Economic growth (in-large part driven by AGI, which I’ll get onto), especially in the high productivity golden triangle of London, Cambridge and Oxford will mean higher salaries, which will drive a bidding war of house prices ever higher in these areas. Counterintuitively, it will be hardest to build housing where it is most needed (Oxfordshire, Cambridgeshire, Desirable parts of suburban London) so the areas that currently have the highest prices already 2022 will see the largest rises. This is because wealthy-home owners are best able to work the system to prevent housebuilding in their areas.

Growth does not have to translate into higher house prices, but when supply is constrained, it inevitably will.

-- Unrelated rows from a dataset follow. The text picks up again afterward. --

PR #336, opened 2024-03-09
restic: use repository-file if the repo flag contains a password

jkellerer:
Experimental PR to replace `restic --repo https://user:password@host` with `restic --repository-file /tmp/profile-repo.txt` (with file mode `0600`)

Currently fails tests (as they don't expect replacement) and depends on some functions from other PRs to complete it.

### DIFF
--- a/config/confidential_test.go
+++ b/config/confidential_test.go
@@ -4,6 +4,9 @@ import (
 	"bytes"
 	"encoding/json"
 	"fmt"
+	"github.com/creativeprojects/resticprofile/util/templates"
+	"github.com/stretchr/testify/require"
+	"os"
 	"reflect"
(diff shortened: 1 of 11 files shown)


creativeprojects:
I guess this is to hide the password if someone looks at the process list?

Makes sense 👍🏻

jkellerer:
Exactly. A process list may also be sent by monitoring software so its easy to leak passwords around.

jkellerer:
Tests are fixed and the enhancement disables itself when it detects that the repo is set by env variables

creativeprojects (approved):
I tried it on one of my REST repo and it worked like a charm 🥇 

Nice one! thanks 😉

The growing % of the population that are not homeowners will represent a majority, but as their interests are geographically diffuse (they want lower prices, but have no strong incentive to back an individual development at a local level) they will struggle to make a big enough impact to bring annual housebuilding numbers up high enough to reverse the housing price rises.

Artificial intelligence will make a huge impact on the Labour market, but government intervention/rules will dampen this.

So far these predictions have be dull. Speculating that the future will hardly differ from the present.

One area I do expect genuinely massive change is progress in Artificial Intelligence.

AI now is rather like the internet in 1992. Those who understand it know it is going to have a massive and profound impact on the world. But most people haven’t really thought about it very much.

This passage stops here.